- WORK TO BE COMPLETED: However many lines the data holds, transcribe them all exactly.
+ + + +
PR #933, opened 2025-07-18
feat: add multi-shell completion support (bash, zsh, fish, powershell) and enhance error messaging

mdxabu:
## Type of change

- Enhancement

## Description

I've made two meaningful improvements to the kube-burner CLI tool,
- Enhanced Shell Completion Support
   - Upgraded the completion command from bash-only to support multiple shells
   - Before only supported bash completion with limited usage instructions
   - Now supports bash, zsh, fish, and PowerShell with comprehensive documentation for each shell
+ + + +
- YOUR SOLUTION:
PR #933, opened 2025-07-18
feat: add multi-shell completion support (bash, zsh, fish, powershell) and enhance error messaging

mdxabu:
## Type of change

- Enhancement

## Description

I've made two meaningful improvements to the kube-burner CLI tool,
- Enhanced Shell Completion Support
   - Upgraded the completion command from bash-only to support multiple shells
   - Before only supported bash completion with limited usage instructions
   - Now supports bash, zsh, fish, and PowerShell with comprehensive documentation for each shell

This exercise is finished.